In December 2012, she participated in the PD’s “parliamentary” primary elections, held to select candidates for Parliament in the upcoming general election, receiving 2,722 votes in Pis She was placed 30th on the PD’s list for theChamber of Deputies (Italy) in the same district but was not elected.

In September 2018, he became a member of both the Assembly and the Regional Executive Committee of the PD in Tuscany, and in October 2021, he also became the official in charge of infrastructure and urban planning within the PD’s regional secretariat in Tuscany.
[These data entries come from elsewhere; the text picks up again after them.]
PR #2190, opened 2017-06-12
fix(searchFunction): implement another way to express #1924 API

### LINKED ISSUE #2176: v2: AlgoliaSearchHelper events not handled from widget methods
*bug*

Listening for events (`helper.on`) within a widget's `init` method does not work. Worked in v1.

- jsFiddle with 2.0.0.beta.5: https://jsfiddle.net/timkelty/ufaycett
- same jsFiddle, but with 1.x latest: https://jsfiddle.net/timkelty/4s70qkq0/

2.0.0.beta.5

bobylito:
The new approach is less subtle than the previous one: instead of
overloading the search method using the helper as a prototype, we change
the implementation of the search on the fly.

Fixes #2176

**Summary**

We couldn't bind the events `search` and `result` in the previous implementation

**Result**

 - go to http://debonair-current.surge.sh/
 - open the console and see the different log message created by event listeners :)

### DIFF
--- a/src/lib/url-sync.js
+++ b/src/lib/url-sync.js
@@ -88,7 +88,8 @@ function getFullURL(relative) {
 // IE <= 11 has no location.origin or buggy
 function getLocationOrigin() {
   // eslint-disable-next-line max-len
-  return `${window.location.protocol}//${window.location.hostname}${window.location.port ? `:${window.location.port}` : ''}`;
+  const port = window.location.port ? `:${window.location.port}` : '';
+  return `${window.location.protocol}//${window.location.hostname}${port}`;
 }
 
 // see InstantSearch.js file for urlSync options
@@ -126,7 +127,10 @@ class URLSync {
     if (this.firstRender) {
       this.firstRender = false;
       this.onHistoryChange(this.onPopState.bind(this, helper));
-      helper.on('search', state => this.renderURLFromState(state));
+      helper.on('change', state => {
+        console.log('updating url');
+        this.renderURLFromState(state);
+      });
     }
   }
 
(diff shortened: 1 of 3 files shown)


src/lib/url-sync.js
```diff
@@ -126,7 +127,10 @@ class URLSync {
     if (this.firstRender) {
       this.firstRender = false;
       this.onHistoryChange(this.onPopState.bind(this, helper));
-      helper.on('search', state => this.renderURLFromState(state));
+      helper.on('change', state => {
+        console.log('updating url');
```
bobylito: This should be removed.

Haroenv:
to make it clickable: #1924

bobylito:
> Read and re-read again I did not find any obvious flaw that will break.

Good to know. Given the current context, which is modifying the parameters before sending the request, it will be fine indeed. But what you introduce some async in there :) Like for example you do a first query to check another index, and then you trigger the search. The code will go on and change back the reference to the search function. In this case we might end up in a loopy situation :)

Knowing the caveat, we are able to document that though. WDYT? @vvo

vvo:
Now that I think about it, is it still doable to implement debouncing with this? If not that's fine if we provide a way to do debouncing :D

bobylito:
Well it's possible as long as you are aware that the ref to the method will change and that you have to bind the reference to the search method yourself.

A very naive example of delay:

```js
  const search = helper.search.bind(helper);
  setTimeout(function(){
    search();
  }, 10);
}
```

This would work. What about we provide the search method as a standalone function along the helper? (this is one of the point I want to discuss Thursday)

bobylito:
Not good enough!

Issue #2193, opened 2017-06-14
[v2] Revamp of default styles


iam4x:
We want to enhance default styles with a better theme similar to react-instantsearch.

iam4x:
Merged in develop, published in v2.0.0-rc1 🎉

PR #2194, opened 2017-06-15
use dev-novel in dev environment

iam4x:
**Summary**

I really liked the developper experience while using storybook for react-instantsearch. Too bad storybook is sticked to a React environment.

To achieve a similar experience, I used https://github.com/algolia/dev-novel (still private to Algolians) which will enable us to test independently the result of every widgets in a much easier way.

I'll add more use-cases of the widgets with default `SearchParameters` while doing #2193 

**Result**

jun-15-2017 12-39-04

### DIFF
--- a/dev/app/index.js
+++ b/dev/app/index.js
@@ -1,40 +1,42 @@
 /* eslint-disable import/default */
+import {registerInitializer, registerDisposer, start} from 'dev-novel';
+
 import instantsearch from '../../index.js';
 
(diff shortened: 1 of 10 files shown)


Haroenv:
Is this now deployed somewhere with the documentation or still dev-only? I love it!

bobylito:
Only dev for the moment. We'll deploy it for sure :D

PR #2196, opened 2017-06-16
Make search function provide a better API

### LINKED ISSUE #1924: Make search function provide a better API

bobylito:
This implementation offers:
 - a full helper to modify the parameters before sending the request
 - all the other search function (searchOnce, searchForFacetValues)
 - compatibility with async code (no oops effect)

*warning*: This also contains a modification of the slider to be extra sure that we'll never update the state unnecessarily https://github.com/algolia/instantsearch.js/commit/8b7a6eb60fe879c0fa9841931dffbe2d91d1b24b

Fixes #1924 

 - [Deployed version with 2sec lag of all search requests](http://flashy-art.surge.sh/): test the async
 - [Nominal version](http://bite-sized-birth.surge.sh/): just a simple search function, this also serve to test the perf of the search function mechanics
 - [without any search function implementation](http://busy-snail.surge.sh/): let you test the slider modification by itself

### DIFF
--- a/src/lib/InstantSearch.js
+++ b/src/lib/InstantSearch.js
@@ -128,9 +128,9 @@ Usage: instantsearch({
             addAlgoliaAgent: () => {},
             search: () => {},
           },
-          helper.state.index
+          helper.state.index,
+          helper.state
         );
-        helperSearchFunction.overrideStateWithoutTriggeringChangeEvent(helper.state);
         helperSearchFunction.once('search', state => {
           helper.overrideStateWithoutTriggeringChangeEvent(state);
           this._searchToAlgolia();
--- a/src/lib/InstantSearch.js
+++ b/src/lib/InstantSearch.js
@@ -121,19 +121,27 @@ Usage: instantsearch({
     );
 
     if (this._searchFunction) {
-      this.helper = Object.create(helper);
-      this.helper.search = () => {
-        helper.setState(this.helper.state);
-        this._searchFunction(helper);
+      this._searchToAlgolia = helper.search.bind(helper);
+      helper.search = () => {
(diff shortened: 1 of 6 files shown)


src/lib/InstantSearch.js
```diff
@@ -121,19 +121,27 @@ Usage: instantsearch({
     );
 
     if (this._searchFunction) {
-      this.helper = Object.create(helper);
-      this.helper.search = () => {
-        helper.setState(this.helper.state);
-        this._searchFunction(helper);
+      this._searchToAlgolia = helper.search.bind(helper);
```
vvo: Now that I read it, I feel like we could name this "this._mainHelperSearch" rather than searchToAlgolia.

bobylito:
@vvo changed the name :)

iam4x:
When you hit the min boundaries of the price range and toggling some other refinements the min value keep switching. I am not sure this is a bug or is related to this PR:

jun-19-2017 16-18-17

bobylito:
> I am not sure this is a bug or is related to this PR:

That's the expected behavior. If you hit one of the boundary it's equivalent to say that you don't want to select one.

bobylito:
Need to fix the test :/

In the 2022 early general elections, she ran for the Senate of the Republic (Italy) on the Democratic Party–Democratic and Progressive Italy (PD-IDP) ticket in the Tuscany–01 multi-member district, in third place, and was elected to the Senate. During the 19th Legislature, she served as secretary of the 10th Committee on Social Affairs, Health, Public and Private Employment, and Social Security, and as a member of the parliamentary commissions of inquiry on working conditions in Italy, exploitation and workplace safety, illegal activities related to the waste cycle and other environmental and agri-food offenses, and the controversial commission on the SARS-CoV-2 epidemiological health emergency, in addition to serving as treasurer of the PD-IDP parliamentary group in the Senate.

In the 2023 PD primary elections, she supported the motion put forward by Elly Schlein, a member of Parliament and former vice president of the Emilia-Romagna Region, which won with 53.75% of the vote.